EXERCISE DESCRIPTION: Reproduce each line below with no alterations.

DATA PROVIDED:
--------------------------------

PR #658, opened 2023-12-12
libpam: support arbitrarily long configuration file lines

stoeckmann:
This PR introduces a wrapper around getline, called pam_getline, and uses it within libpam to get rid of fgets calls.

Since this is mostly used when parsing configuration files, it fixes some issues with current code.

See this weird configuration file for example:
```
# this is a comment \
and this is another line
\
 \
   \
 word

line1 \

line2

# prior module.
password  required    pam_unix.so       yescrypt shadow try_first_pass \
                minlen=0
```

- The current code considers "and this is another line" as a new line which is parsed, even though the escaped newline in the comment should indicate otherwise.
- The "word" line has preceding whitespaces because the current code does not handle them well with escaped newlines.
- "line1" and "line2" should be separate lines, yet the current code merges them into "line1 line2"

Having NUL bytes in the file makes it even worse, but since it is a special case and hard to see in a PR report, I have left them out. Please note that I took a lot of care to get them right in the new implementation. Feel free to (and please) test on your own!

I have already exported pam_getline because I would like to use it in modules as well. I have another branch for testing purposes already available. Please note that it's very much work in progress and will be split into multiple PRs (like this one), yet it might indicate what I want to achieve: https://github.com/stoeckmann/linux-pam/tree/getline

### DIFF
--- a/libpam/pam_handlers.c
+++ b/libpam/pam_handlers.c
@@ -32,7 +32,7 @@ static void _pam_free_handlers_aux(struct handler **hp);
 static int _pam_add_handler(pam_handle_t *pamh
 		     , int must_fail, int other, int stack_level, int type
 		     , int *actions, const char *mod_path
-		     , int argc, char **argv, int argvlen);
+		     , int argc, char **argv, size_t argvlen);
 
 /* Values for module type */
 
@@ -77,7 +77,7 @@ static int _pam_parse_conf_file(pam_handle_t *pamh, FILE *f
 	int handler_type = PAM_HT_MODULE; /* regular handler from a module */
 	int argc;
 	char **argv;
-	int argvlen;
+	size_t argvlen;
 
 	D(("LINE: %s", buf));
 	if (known_service != NULL) {
@@ -235,7 +235,7 @@ static int _pam_parse_conf_file(pam_handle_t *pamh, FILE *f
 	    if (nexttok != NULL) {
 		D(("list: %s",nexttok));
 	        argvlen = _pam_mkargv(nexttok, &argv, &argc);
-		D(("argvlen = %d",argvlen));
+		D(("argvlen = %zu",argvlen));
 		if (argvlen == 0) {
 		    /* memory allocation failed */
 		    D(("failed to allocate argument vector"));
@@ -247,7 +247,8 @@ static int _pam_parse_conf_file(pam_handle_t *pamh, FILE *f
 		}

--------------------------------

EXERCISE SOLUTION:
PR #658, opened 2023-12-12
libpam: support arbitrarily long configuration file lines

stoeckmann:
This PR introduces a wrapper around getline, called pam_getline, and uses it within libpam to get rid of fgets calls.

Since this is mostly used when parsing configuration files, it fixes some issues with current code.

See this weird configuration file for example:
```
# this is a comment \
and this is another line
\
 \
   \
 word

line1 \

line2

# prior module.
password  required    pam_unix.so       yescrypt shadow try_first_pass \
                minlen=0
```

- The current code considers "and this is another line" as a new line which is parsed, even though the escaped newline in the comment should indicate otherwise.
- The "word" line has preceding whitespaces because the current code does not handle them well with escaped newlines.
- "line1" and "line2" should be separate lines, yet the current code merges them into "line1 line2"

Having NUL bytes in the file makes it even worse, but since it is a special case and hard to see in a PR report, I have left them out. Please note that I took a lot of care to get them right in the new implementation. Feel free to (and please) test on your own!

I have already exported pam_getline because I would like to use it in modules as well. I have another branch for testing purposes already available. Please note that it's very much work in progress and will be split into multiple PRs (like this one), yet it might indicate what I want to achieve: https://github.com/stoeckmann/linux-pam/tree/getline

### DIFF
--- a/libpam/pam_handlers.c
+++ b/libpam/pam_handlers.c
@@ -32,7 +32,7 @@ static void _pam_free_handlers_aux(struct handler **hp);
 static int _pam_add_handler(pam_handle_t *pamh
 		     , int must_fail, int other, int stack_level, int type
 		     , int *actions, const char *mod_path
-		     , int argc, char **argv, int argvlen);
+		     , int argc, char **argv, size_t argvlen);
 
 /* Values for module type */
 
@@ -77,7 +77,7 @@ static int _pam_parse_conf_file(pam_handle_t *pamh, FILE *f
 	int handler_type = PAM_HT_MODULE; /* regular handler from a module */
 	int argc;
 	char **argv;
-	int argvlen;
+	size_t argvlen;
 
 	D(("LINE: %s", buf));
 	if (known_service != NULL) {
@@ -235,7 +235,7 @@ static int _pam_parse_conf_file(pam_handle_t *pamh, FILE *f
 	    if (nexttok != NULL) {
 		D(("list: %s",nexttok));
 	        argvlen = _pam_mkargv(nexttok, &argv, &argc);
-		D(("argvlen = %d",argvlen));
+		D(("argvlen = %zu",argvlen));
 		if (argvlen == 0) {
 		    /* memory allocation failed */
 		    D(("failed to allocate argument vector"));
@@ -247,7 +247,8 @@ static int _pam_parse_conf_file(pam_handle_t *pamh, FILE *f
 		}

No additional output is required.